PR #529, opened 2021-05-24
ENH make asynchronous email delivery

### LINKED ISSUE #526: Issue with mail server
The server can hang when sending an email to the participant.
With @agramfort, we think that it could come from the fact that to send an email, we connect to the mail server and send the email. However, this procedure is blocking the rest of the execution. We should migrate to asynchronous processing.

Some details with Flask integration are given there: https://stackoverflow.com/questions/40326651/flask-mail-sending-email-asynchronously-based-on-flask-cookiecutter

glemaitre:
closes #526 

Send email asynchronously.
I assume that tests will fail because we are now sending emails in different Python threads and they will not be registered in the main thread.

I am not sure how we can test it.

### DIFF
--- a/ramp-frontend/ramp_frontend/utils.py
+++ b/ramp-frontend/ramp_frontend/utils.py
@@ -3,12 +3,24 @@ The :mod:`ramp_frontend.utils` provides utilities to ease sending email.
 """
 
 import logging
+from functools import wraps
+from threading import Thread
 
+from flask import current_app
 from flask_mail import Message
 
 from ramp_frontend import mail
 
 logger = logging.getLogger('RAMP-FRONTEND')
+
+
+def async_task(f):
+    """ Takes a function and runs it in a thread """
+    @wraps(f)
+    def _decorated(*args, **kwargs):
+        thr = Thread(target=f, args=args, kwargs=kwargs)
+        thr.start()
+    return _decorated
 
 
 def body_formatter_user(user):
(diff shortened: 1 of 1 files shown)


glemaitre:
It might be possible to have to use `pytest-mock`

```python
mock_start = mocker.patch.object(threading.Thread, 'start', autospec=True)
...
mock_start.called
```

However, it will not fulfill some of the test cases.

ramp-frontend/ramp_frontend/utils.py
```diff
@@ -55,10 +67,24 @@ def send_mail(to, subject, body):
     body : str
         The body of the email.
     """
+    app = current_app._get_current_object()
     try:
```
glemaitre, line 71: I am unsure that having a `try/except` in to make async operation is a good idea.
@rth do you know if it is a blocking operation.

rth: Yeah, it's not. So here you would just exit the clause and the error will never be handled. I think you would need to also add a try: except clause inside _send_async_email. to log a possible error. logging should be thread safe https://docs.python.org/3/howto/logging-cookbook.html#logging-from-multiple-threads

rth:
Closing now that https://github.com/paris-saclay-cds/ramp-board/pull/557 was merged with similar functionality. But don't hesitate to re-open if needed.

PR #528, opened 2021-05-24
WIP Fix circleCI env setup

lucyleeow:

Issue #525, opened 2021-05-24
Documentation is broken


glemaitre:
It seems that CircleCI is broken due to the install environment maybe?

PR #531, opened 2021-05-25
Fix documentation CI

rth:
Closes https://github.com/paris-saclay-cds/ramp-board/issues/525
Supersedes and closes https://github.com/paris-saclay-cds/ramp-board/pull/528


lucyleeow:
I'm not sure the Python version is the problem - it builds fine locally. Was going to check if moving packages to install via conda instead of pip would help.

rth:
I think it might be also the [sphinx 4.0 release](https://pypi.org/project/Sphinx/) that was made last week breaking things.

PR #532, opened 2021-05-25
MAINT Drop Python 3.6 support

rth:
ramp-board is an application so there are less reasons to support 4 versions of Python in CI. ramp.studio uses python 3.7.


agramfort (approved):

agramfort:
thx @rth

PR #535, opened 2021-06-11
Typing fixes + mypy config

rth:
A few fixes so that type checks with mypy could be run without errors.

Also adds the mypy config to pre-commit (use is optional)


rth:
Any objections to this @agramfort @kegl ?

agramfort (approved):

PR #537, opened 2021-06-17
Add User.update_timestamp field + order users to approve

rth:
This makes two changes.
 - adds a `User.update_timestamp` field that is updated for each change of the User table. This is useful mostly for audits. For instance if an admin approved a user by mistake (which happened in the past), it's very difficult to determine which user was changed without this field. This requires a DB migration, but I can do it for ramp.studio

 - Orders the list of users to approve in the admin page by newest at the top.

### DIFF
--- a/doc/whats_new/v0.9.rst
+++ b/doc/whats_new/v0.9.rst
@@ -10,7 +10,7 @@ Changelog
 `ramp-database`
 ...............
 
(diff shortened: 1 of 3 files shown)


frcaud:
Nice improvements @rth. LGTM

frcaud (commented):
code LGTM

Issue #523, opened 2021-05-14
Auto-format code with black 


rth:
It might be a good idea to apply [black](https://pypi.org/project/black/) on the code base, to think less about formatting. This can  also be included in the pre-commit setup to auto-format on each commit.

There aren't many open PR where this would be an issue.

flake8 config would then need to be [adjusted slightly](https://black.readthedocs.io/en/stable/guides/using_black_with_other_tools.html#flake8), and the check would need to be added to CI.

agramfort:
No strong feeling

kegl:
I was fine with it till I saw it will replace all single quotes with double. If that can be configured, I'm fine with it.

rth:
> I was fine with it till I saw it will replace all single quotes with double. If that can be configured, I'm fine with it.

The idea of black is have mostly 0 configuration, so that users think less about formatting. So double vs simple quotes cannot be configured.

rth:
An example of how code would look is in #540 . @kegl are single quotes still a blocker?

PR #540, opened 2021-09-03
Apply black to auto-format code

rth:
Closes https://github.com/paris-saclay-cds/ramp-board/issues/523

I still have a few PR planned, and after using auto-formatting tools for some time, doing manual code formatting to keep flake8 happy feels like a waste of time.

I think there are relatively few open PRs, so updating those to use black wouldn't be an issue. 

This uses default black options, because the only way to store config is in a pyproject.toml and it would be a bit strange to add it since the top level folder is not a Python package. But possible to add it if it's a blocker.

Files additionally updated manually 
 - `.flake8` : to be compatible with black
 - `.github/workflows/main.yml`: to check formatting in CI
 - `.pre-commit-config.yaml`: to be able to auto-apply it on each commit
 - `conftest.py`: removed a few unused imports to avoid flake8 errors in pre-commit

### DIFF
--- a/.flake8
+++ b/.flake8
@@ -1,0 +1,3 @@
+[flake8]
+max-line-length = 88
+extend-ignore = E203
--- a/.github/workflows/main.yml
+++ b/.github/workflows/main.yml
@@ -124,7 +124,10 @@ jobs:
           python-version: '3.7'
 
       - name: Install dependencies
-        run: pip install flake8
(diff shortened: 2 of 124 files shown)


agramfort (approved):

rth:
@kegl any objections to merging this?

rth:
I'll take the responsibility and merge this to move forward with other planned PRs.

Issue #505, opened 2021-01-11
Using teams in RAMP


rth:
This is an issue to start the discussion on what would be necessary to use teams in RAMP, following a discussion with @kegs.
Having teams would be also quite useful for teaching, where students are often working in pairs.

## Current situation

A short overview, I might have missed something, if so please comment.

Users sign up and are approved individually. They get allocated to teams with just them automatically. Then this 1 person team, requests to join an event, makes submissions and is displayed in the leaderboard.

Generally teams support is partially implemented, and because so far 1 person team is more or less the same as a user, team and users can sometimes be used interchangeably across the API.

DB wise, we have following tables,
 - users : general user information
 - teams : defines the team name and the admin user
 - event_teams : defines team / event membership.

I couldn't find a table mapping users to teams. There is something called `initiator_id`, `acceptor_id` in the `teams` table but that would be enough for teams of 2 at most.

## Option 1

If we wanted to make it work with minimal changes. We could,
1. Add UI to create groups (with approval from all members) before joining events
2. When signing up give the choice to sign up as a 1 person teams or as any other team one is part of.

### Drawbacks

 - The main limitation I see with this approach is that we loose all information about who make which submissions within a group. That's not great particularly for teaching.
 - In terms of UI having to setup teams before having access to the event description is maybe not great for people discovering RAMP.
 - If one changes teams in the middle of the event, all earlier submissions will still be shown as made by a 1 person team.
 - Legally it's also not OK, because since we don't know who contributed what code in a team, we won't be able to remove it if a team member deletes their account. Unless we delete all submissions by a team, which not very user friendly.

### Backward compatibility

 - This would likely require minimal changes in the DB, possibly just adding a user_teams correspondence table would be enough.

## Option 2

That I find conceptually easier, but that might require some (possibly repetitive) changes: all actions on RAMP are made by users not teams, including even sign-up, submissions etc.

Once in the event, users can create a team that's valid only for the current event. It impacts only how submissions are labeled on the leaderboard. There is an option to switch between individual and team view on the leaderboard. If a user deletes their account their submission are removed, which might impact the best score of the team they were in.

### Drawbacks

 - code replacements to use users not teams everywhere
 - possibly require a bit more work from admins to validate `N` users than `N/<team_size>` teams.
 - DB migration (cf below)

### Backward compatibility
 
[...]

PR #545, opened 2021-10-13
Add teams /1: database definitions 

rth:
This is part 1 of the effort to add teams discussed in https://github.com/paris-saclay-cds/ramp-board/issues/505#issuecomment-853725196 , and is a subset of changes [from this PR](https://github.com/symerio/ramp-board/pull/2)

For now this updates changes the DB definitions, to make the review easier,
 - Removes the previous team link mechanism from the `Team` table (`acceptor_id`, `initiator_id`) which wasn't used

______

In the entries above, copy each line that contains the string "following".

## Exercise result
This is an issue to start the discussion on what would be necessary to use teams in RAMP, following a discussion with @kegs.
DB wise, we have following tables,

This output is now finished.